Sadly, it’s generally worse than simply easy negligence. Daniel has encountered platforms constructed overseas the place builders deliberately embedded malicious code throughout the construct, then activated it as soon as the system launched, with companies then being held at ransom.
Usually, the price of remediation finally ends up dwarfing no matter was ‘saved’ on the preliminary construct. Misplaced income. Broken status. Regulatory penalties. Emergency safety responses.
That is the place a safe by design strategy could make all of the distinction.
What ‘safe by design’ truly means
With 108 new vulnerability alerts coming in daily on common in 2024, and exploitation of vulnerabilities practically tripling as an assault vector, constructing in safety from the beginning is not elective anymore – it is survival.
“For every part we construct, safety is primary,” Daniel says. “Some firms are outsourcing growth abroad to Pakistan or India, with no oversight on the technical veracity of what’s being constructed. We all know each line of code, who constructed it, the place it’s.”
This experience comes from expertise within the sectors the place safety failures have fast, devastating penalties. Redi has spent 15 years constructing banking and monetary options, healthcare platforms, and fintech purposes.
The corporate’s consumer checklist displays this vary: from startups of their early phases by means of to billion-dollar operations like Spudshed, Kitchen Craftsmen, and Curtin College. The range is large, however the safety customary stays fixed.
“We have got patterns we observe,” Daniel explains. “All workers have it drilled into them so each venture takes a finest apply strategy. We will construct safe software program far more cheaply than programs constructed elsewhere as a result of we now have established processes. Construct velocity is fairly fast whereas efficiency is tried and examined.”
Firms come to Redi as a result of they should tick each field. However more and more, they’re coming as a result of they should repair what occurs when these containers have been by no means ticked in any respect.
The AI phantasm: everybody’s a developer now
If the problem of safe software program growth was vital earlier than, synthetic intelligence has made it exponentially extra complicated.
“AI is an excellent factor,” Daniel says. “However it’s made lots of people imagine they’re software program builders. Everybody thinks it is simple to be an skilled in the event that they use AI.”
The proliferation of AI-powered growth instruments has democratised software program creation. Now you can construct easy apps that automate processes and enhance enterprise operations with out writing a single line of code your self.
This accessibility introduces huge danger, relying on what you are utilizing it for and the way far you are taking it.
Actual situations Daniel has encountered: CEOs performing as software program builders constructing core items of their enterprise that take care of buyer information and enquiries. Then they depart the corporate, and all of the sudden entry, management and safety develop into main issues.
“You may ask ChatGPT about your headache,” Daniel says, “however you will not ask it to carry out surgical procedure. In the identical method, you may get an AI software to construct a small repetitive process, however you’ll be able to’t ask it to construct business-critical programs and retailer private information with out correct checks and balances.”
The questions you will need to ask
Earlier than selecting an AI growth software or participating a software program growth associate, enterprise leaders must ask onerous questions.
The place does your information dwell?

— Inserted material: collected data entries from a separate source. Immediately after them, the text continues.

PR #881, opened 2021-05-19
Typing changes for VariablesState and Story

evanwalsh:
## Checklist

## Description

This makes the experience of using inkjs from TypeScript slightly better by:

1. Adding typed access to a story's VariablesState. Now, a TypeScript user can do `story.variablesState['name']` or `story.variablesState.$<string>('name')` and either get the convenience that the indexed access affords _or_ the typed access via the generic param of `$`. Also, the `$` function didn't allow for fetching a value without a TypeScript error. That's fixed!
2.  In `Story.BindExternalFunction`, the `lookaheadSafe` parameter is now `false` by default. According to [Ink's source](https://github.com/inkle/ink/blob/0fe3c9f29d80a4eb4a9d7069796e357129f932ca/ink-engine-runtime/Story.cs#L1878-L1886):

    > Usually, you want to pass 'false', especially if you want some action to be performed in game code when this function is called

    As far as I can tell from the C#, `false` should generally be the default. This makes the specs' usage of `BindExternalFunction` correct and saves TypeScript users from having to pass `true` or `false` everytime!

### DIFF
--- a/src/tests/specs/ink/Bindings.spec.ts
+++ b/src/tests/specs/ink/Bindings.spec.ts
@@ -1,7 +1,8 @@
 import * as testsUtils from "../common";
+import { Story } from "../../../engine/Story";
 
 describe("Bindings", () => {
-  let story: any;
+  let story: Story | undefined;
 
   function loadStory(name: string) {
     story = testsUtils.loadInkFile(name, "bindings");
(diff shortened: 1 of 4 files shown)


y-lohse:
Hello, thank you for all 3 PRs! I've had a quick look already and they all seem interesting, I will try my best to do a review as soon as possible… but it might be a few days :)

src/tests/specs/ink/Bindings.spec.ts
```diff
@@ -16,15 +17,15 @@ describe("Bindings", () => {
 
     let testExternalBindingMessage = "";
 
-    story.BindExternalFunction("message", (arg: any) => {
+    story?.BindExternalFunction("message", (arg: any) => {
```
y-lohse, line 20: I'm guessing we are adding these to avoid a ts warning? If so I think it may be better to type story as `Story` only, and tell ts to ignore the line where we reset it to undefined in between tests?

y-lohse (commented):
Nice catch on the lookaheadSafe, we missed that in the last version :) Would you mind also changing the default value of `lookaheadSafe` for BindExternalFunctionGeneral to true? [We appear to have missed the default values for both.](https://github.com/inkle/ink/blame/master/ink-engine-runtime/Story.cs#L1887) If not no problem, I can do it in a separate PR.

Other than that LGTM, just a suggestion for one of the tests.

smwhr:
Next release : 
- Behaviour of `variablesState` has been modified in latest.
- Added default `true` to `lookaheadSafe`

PR #882, opened 2021-05-19
Switch `prepublishOnly` to `prepare` to allow for git installation

evanwalsh:
## Checklist

## Description

When trying to install the package from GitHub, I found that the built JavaScript files were missing! This adds that build step in by switching the `prepublishOnly` script to `prepare`.

Admittedly, this also means that running `npm install` in the repo's directory during development will always build the full JS. I'd like to make that build even faster 👹, but until then: `npm install --ignore-scripts` is the way to go.

### DIFF
--- a/package.json
+++ b/package.json
@@ -5,9 +5,9 @@
   "main": "dist/ink-es2015.js",
   "types": "ink.d.ts",
   "scripts": {
-    "test": "npm run-script test:typescript && npm run-script test:javascript",
+    "test": "npm run test:typescript && npm run test:javascript",
     "test:typescript": "jest",
-    "test:javascript": "npm run-script test:javascript:dist && npm run-script test:javascript:legacy",
+    "test:javascript": "npm run test:javascript:dist && npm run test:javascript:legacy",
     "test:javascript:dist": "INK_TEST=dist jest --config='jest.config.javascript.js'",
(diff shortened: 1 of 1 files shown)


y-lohse:
I think this was initially on purpose, since everything you would possibly do after installing the package locally had an automatic built step. But our dev steps have changed since and I don't see a good reason to *not* do a build after the install, so let's go with that :)

Thanks!

y-lohse (approved):

package.json
```diff
@@ -15,7 +15,7 @@
     "lint": "eslint 'src/**/*.ts'",
     "lint:fix": "npm run lint -- --fix",
     "watch": "tsc -p ./ && rollup -c -w",
-    "prepublishOnly": "tsc -p ./ && rollup -c"
+    "prepare": "npm run-script build"
```
y-lohse, line 18: Sorry just a quick change request: would you mind switching this to `npm run` instead of `npm run-script`, just to stay consistent with the existing commands?

y-lohse (changes requested):

package.json
evanwalsh: No problem! ✅ Done

y-lohse (approved):
Thanks!

PR #903, opened 2021-08-06
[request] add es6 module support

landongn:
## Goals
ES modules need a default export to function properly with other es modules.  Since this project is modern and uses modules under the hood, it was simple enough to add support by adding an additional export in the entry point along with the corresponding rollup build step. 

All tests pass, however there were some existing lint issues that remain from the moment of the fork to the modifications. 

Thanks!

### DIFF
--- a/ink.d.ts
+++ b/ink.d.ts
@@ -7,3 +7,4 @@ declare interface Inkjs {
 
 declare let inkjs: Inkjs
 export = inkjs
+export default inkjs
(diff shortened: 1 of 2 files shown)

Is it all of the sudden residing in Moscow? In a jurisdiction with weak privateness legal guidelines or hostile to Australian pursuits?
Who (or what) has entry to this information? Is the AI mannequin being educated on your online business data or buyer information?
What occurs if this technique will get turned off tomorrow? Do you will have contingency plans, or does your online business grind to a halt?
What occurs if this technique will get hacked tomorrow? Would leaked information matter? Would a ransomware assault cripple operations?
Have you learnt each line of code and who wrote it? Are you able to confirm there is no malicious code hiding in your system?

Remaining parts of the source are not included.